The NSW state elections use the optional preferential system. That means who you put second (third or fourth etc) on your ballot paper – especially if you put no-one second – can decide who wins a marginal seat (a seat that only needs a small number of voters to change sides) such as our local seats of Ballina, Lismore, and Tweed.

How you preference on the ballot paper can mean the difference between the party you want getting elected (or at least your second choice getting in) – or handing the seat to your least-preferred party.

Who you vote for first, that is who you mark as number one on your ticket, is your primary vote. The first round of counting looks at everyone’s first (primary) vote. For example, let’s look at the seat of Lismore in the last election.

Breaking it down

Primary vote distribution: The Nationals: 19,975; The Greens: 12,435; Country Labor: 12,056.

If you assume that most Country Labor and Greens voters would like the other party to get in as their second choice, then their combined primary votes would have been 24,491, significantly outstripping the Nationals with only 19,975.

So if preferencing is so important, then why didn’t either the Greens or Labor win the seat of Lismore? The answer is that they didn’t swap preferences. They didn’t encourage their voters to put each other second (or third etc) on their ballots.

Vote death

If at least half of the Greens voters or half of Country Labor voters had preferenced the other’s candidate, then one of them would have won the seat of Lismore. By not filling in your next preferences (putting a number two or three on your ballot paper) the vote dies. Well, the technical term is it expires – but basically it is thrown in the bin. It is only those ballot papers that have that next preference marked that stay ‘alive’ and are passed on to the remaining candidates in the race.
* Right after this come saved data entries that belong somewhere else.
Issue #3440, opened 2026-08-18
review: the pi transport refusal never names the handshake that would fix it, and offers to disable review instead


Alan-TheGentleman:
## Problem

`gentle-ai review status --agent pi` from a plain shell refuses with a message that cannot be acted on, and recommends turning review off.

Reproduced on released `v2.4.0` in a throwaway repository:

```
code:  immutable_review_transport_unsupported
cause: the active runtime is not eligible for immutable receipt review;
       exit receipt-driven review with `gentle-ai review mode disable --scope clone --cwd <repo>`;
       supported immutable review runtimes: claude-code, opencode, codex
```

Exporting `GENTLE_PI_REVIEW_RELAY_CONTRACT=gentle-pi.review-relay/v1` makes the identical command work.

So the actual fix is one exported variable, and the message instead offers to disable receipt-driven development.

## Why the list can never name pi

`reviewTransportSupportedRuntimeIDs` (`internal/cli/review_transport_capability.go`) builds the list by calling `reviewImmutableRuntimeCapability` for each agent **in the current process**:

```go
for _, agent := range catalog.AllAgents() {
    if reviewImmutableRuntimeCapability(agent.ID).supportsImmutableReceiptReview() {
        supported = append(supported, string(agent.ID))
    }
}
```

And for `AgentPi` that function returns `Unsupported` when the handshake variable is absent (`:77`). The list is therefore computed under the exact condition that is failing, so `pi` can never appear in the message that would explain how to enable `pi`.

The eligibility rule itself is correct and deliberate: the relay's declared contract narrows the compiled boundary and must be a required conjunct. Only the diagnostic is wrong.

## Expected behavior

When the refused runtime is `pi` and the only missing condition is the handshake, the cause names `GENTLE_PI_REVIEW_RELAY_CONTRACT=gentle-pi.review-relay/v1` and does not offer `review mode disable` as the remedy. Disabling review is a valid exit from receipt-driven development; it is not the fix for a runtime that is one environment variable away from eligible.

## Impact

This is the shell-driven orchestrator path, which is the Pi use case: an agent driving `gentle-ai` through a terminal. A community report reached the conclusion that `v2.4.0` had dropped Pi support entirely, from exactly this message.

## Provenance

Split out of the community report Gentleman-Programming/gentle-pi#367 (defect B), whose analysis of this was accurate.

Alan-TheGentleman:
[...]

Issue #1997, opened 2026-07-29
fix(review): review status silently ignores --lineage, so the escalated abandon refusal names an unusable continuation


diegnghtmr:
## Pre-flight Checklist
- [x] I have searched [existing issues](https://github.com/Gentleman-Programming/gentle-ai/issues) and this is not a duplicate
- [x] I understand that PRs will be rejected if the linked issue does not have `status:approved`

## 📝 Bug Description

v2.2.1 shipped "Refusals name a runnable continuation". The `review abandon --incomplete-inspection` refusal for an `escalated` lineage names one — and it cannot work, for three compounding reasons.

The printed command is not runnable as printed: it omits a flag the runtime then demands. The error that demands it names only `gentle-ai.review-integration/v1`, but `/v2` is accepted too, so the message misdirects. And once corrected with either contract, `review status --lineage` is a silent, unvalidated no-op: the output is byte-identical to the same command with no selector at all, a nonexistent lineage exits 0, and a string that is not lineage-shaped also exits 0.

So the refusal tells the operator "See where this review actually is with <command>", and that command can never answer the question — not because of the missing flag, but because the selector it depends on does nothing. Fixing only the flag would leave a runnable command that is still useless.

This is distinct from the closed #1540, which asked that native stop *advertising* an impossible abandon for escalated authority. Native does refuse correctly here. The defect is in the continuation hint that postdates that fix. It is also distinct from the open #1987, which reports `--lineage` ignored by `review start` (recovers a foreign lineage); this is `review status`, where the selector is ignored silently rather than resolving to the wrong thing.

## 🔄 Steps to Reproduce

Part A — the unusable continuation (needs an escalated lineage holding a fully captured lens plan):

1. Reach an `escalated` compact-v2 lineage whose selected plan captured every lens.
2. Run `gentle-ai review abandon --cwd <REPO> --lineage <LINEAGE> --expected-revision <REV> --actor x --reason x --incomplete-inspection=true --maintainer-authorization x`
3. Observe the refusal, which is correct, and copy the continuation command it prints.
4. Run that continuation verbatim. It exits 1.
5. Add `--contract gentle-ai.review-integration/v1` as the error demands. It exits 0 but never mentions the lineage or its `escalated` state.
6. Substitute `--contract gentle-ai.review-integration/v2`. It also exits 0, contradicting the error that named v1 as the requirement.

[...]

PR #3456, opened 2026-08-18
fix(review): preserve public contract identities in defect-report scrubber

### LINKED ISSUE #3443: review: the defect-report scrubber redacts the product's own contract identifiers, making its printed commands unrunnable
## Problem

The defect-report privacy scrubber redacts the product's own public contract identifiers, so guidance the product prints as an exact command cannot be run.

Reproduced on released `v2.4.0`, in a throwaway repository, from the ordinary `capture-result` preflight refusal:

```
gentle-ai review status --contract gentle-ai.review-integration<redacted> --next-transition
```

The message exists to tell the operator the exact invocation. As printed, that invocation is invalid: `gentle-ai.review-integration/v2` lost its version at the slash.

## Cause

Every refusal crosses `reviewScrubDefectReportField` on its way into the envelope's `cause` (`internal/cli/review_operation_contract.go:1132`). Two rules do the damage, measured against the real binary:

| input | output | rule |
| --- | --- | --- |
| `gentle-ai.review-integration/v2` | `gentle-ai.review-integration<redacted>` | `reviewDefectReportAbsolutePathRegexp` matches at **any** slash, not only a path root, despite its own comment |
| `GENTLE_PI_REVIEW_RELAY_CONTRACT=gentle-pi.review-relay/v1` | `<redacted>` | `reviewDefectReportEnvAssignmentRegexp`, the `KEY=VALUE` rule |

Neither value is private. Both are compile-time constants of this product, published in its own contracts and documentation.

## Why the scrubber is right in general

It exists so an automated defect report cannot carry a user's absolute paths, usernames, hostnames, or credentials into a public issue. That is correct and must stay. The bug is scope, not intent: a schema identity is not a filesystem path, and a documented contract constant is not a secret.

## Impact

- The negotiated entry point that this refusal names cannot be copied and run. Every operator who hits it has to already know the contract string, which is precisely what the message was trying to supply.
- It blocks #3440. That issue asks the pi transport refusal to name `GENTLE_PI_REVIEW_RELAY_CONTRACT=gentle-pi.review-relay/v1`; the value is destroyed on the way out, and an early draft produced `export <redacted>`, which is worse than the message it replaced. The variable name can be delivered today; its value cannot.

## Expected behavior

Public schema and contract identifiers the product itself emits survive scrubbing. Absolute paths, usernames, hostnames, credentials and genuine environment values continue to be redacted.

The narrow reading is that the path rule should anchor at a path root rather than matching any embedded slash, and that a `KEY=VALUE` whose value is a known product constant is not a secret. Whether that is the right implementation is open; the requirement is that the product's own instructions come out runnable.

## Note

A tripwire test is landing with the #3440 work (`TestPiRelayHandshakeGuidanceSurvivesTheFailureCausePrivacyGate`) that fails once the gate stops destroying the handshake, so this does not get forgotten.

Cobies:
## 🔗 Linked Issue

Closes #3443

## 🏷️ PR Type

## 📝 Summary

Preserves public contract and schema identities (such as `gentle-ai.review-integration/v2` and `gentle-pi.review-relay/v1`) and declared public contract environment variable assignments (`GENTLE_PI_REVIEW_RELAY_CONTRACT=gentle-pi.review-relay/v1`) from being incorrectly redacted by `reviewScrubDefectReportField`.

Ensures absolute paths (POSIX, Windows), emails, and sensitive environment assignments continue to be safely and strictly redacted.

Updates Pi handshake refusal guidance to provide the full actionable contract command.

## 📂 Changes

|-------------|-------------|
| `internal/cli/review_defect_report.go` | Anchored absolute path regex to path root delimiters and added allowlist for known public contract environment assignments |
| `internal/cli/review_transport_capability.go` | Updated Pi handshake guidance to name the full contract assignment value |
| `internal/cli/review_pi_handshake_refusal_test.go` | Updated Pi refusal cause and privacy gate test assertions to expect exact handshake string |
| `internal/cli/review_defect_report_test.go` | Added comprehensive test matrix verifying preservation of public contract IDs and redaction of secrets/paths |

## 🧪 Test Plan

**Unit Tests**
```bash
go test -v ./internal/cli -run "TestReviewDefectReport|TestPi"
```

**Go Format**
```bash
go run ./internal/gofmtcheck
```

- [x] Manually tested locally

## ✅ Contributor Checklist

- [x] PR stays within 400 changed lines, or I have requested/obtained maintainer-applied `size:exception` with rationale documented
- [ ] E2E tests pass (`cd e2e && ./docker-test.sh`)
- [ ] I have updated documentation if necessary

## Summary by CodeRabbit

* **Bug Fixes**
  * Improved diagnostic privacy scrubbing to redact secret values, email addresses, multiline content, and rooted Unix/Windows filesystem paths.
  * Preserved recognized public contract identifiers, commands, URLs, and approved environment settings in diagnostics.
  * Updated Pi handshake and relay refusal messages to include the required environment variable and exact relay contract value.
* **Tests**
  * Added coverage confirming sensitive information is redacted while valid public contract details remain visible.


Cobies:
Updated with full regression coverage addressing review feedback:

- POSIX paths following delimiters like `open:/path` and `{/path}` are cleanly redacted without affecting URL schemes (`http://`, `https://`, `file:///`).
- Environment variable assignments with trailing punctuation (such as `;`, `.`, `)`) isolate delimiters so allowlisted public contracts remain intact and executable while sensitive values stay redacted.

biggs-100:
Reviewed the full diff. The fix is solid, and the test table covers exactly the shapes that made this bug hard: path rules now anchor at a real path root, URL schemes are excluded by construction (the char after `://` is itself a slash, so the rule never fires), the allowlist compares the exact expected value so a user-set `GENTLE_PI_REVIEW_RELAY_CONTRACT=<something-else>` still redacts, and trailing punctuation survives for readability. Inverting the tripwire in `TestPiRelayHandshakeGuidanceSurvivesTheFailureCausePrivacyGate` is the right ending for that story.

Two forward-looking observations, from auditing this whole refusal class recently (#3443, #3440, #3557, and #1997 share the same root: printed guidance that cannot run as printed):

1. `reviewKnownPublicContractEnvAssignments` is a one-entry map maintained by hand. The next refusal that names a new public env contract gets silently destroyed again unless someone remembers to add it here. It may be worth deriving entries from the contract constants themselves, or leaving an explicit pointer at the guidance-construction sites toward this map.

2. Per-case tripwires prove today's strings survive the gate, but nothing fails CI when tomorrow's guidance carries an unallowlisted assignment or a placeholder-ridden command. #3595 proposes the missing half of this invariant: make the refusal-resolution ratchet enforce the same runnable-command grammar the benchmark already classifies. This PR is strong evidence for why that check wants machinery rather than memory.

Housekeeping note: CI is fully green except "Check PR Has type:* Label", which looks like it just needs the label applied.

Alan-TheGentleman:
Closing this in favor of #4206, which landed the same root fix today, with credit to this diagnosis of #3443. The reason is the path regex: anchoring it to a root delimiter stops redacting `~/.pi/agent/settings.json` and `file:///Users/x`, which the current regex redacts, and a public defect report cannot leak a home-rooted layout. #4206 keeps the broad path rule and protects only the product's own identifiers and the exact relay handshake, so the Pi guidance can spell the value out without that regression. The idea was right; thanks for pushing it.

The seat of Tweed also played out much the same way as the seat of Lismore. While the combined total of Labor and Green votes outstripped the National Party, the lack of preferencing between Labor and Greens led to the defeat of both parties and the Nationals retaining the seat.

Get enrolled

Now is the time to get your voice heard on issues that are important, so get enrolled to vote before Monday March 4 and let your candidates know what will influence you to vote for them.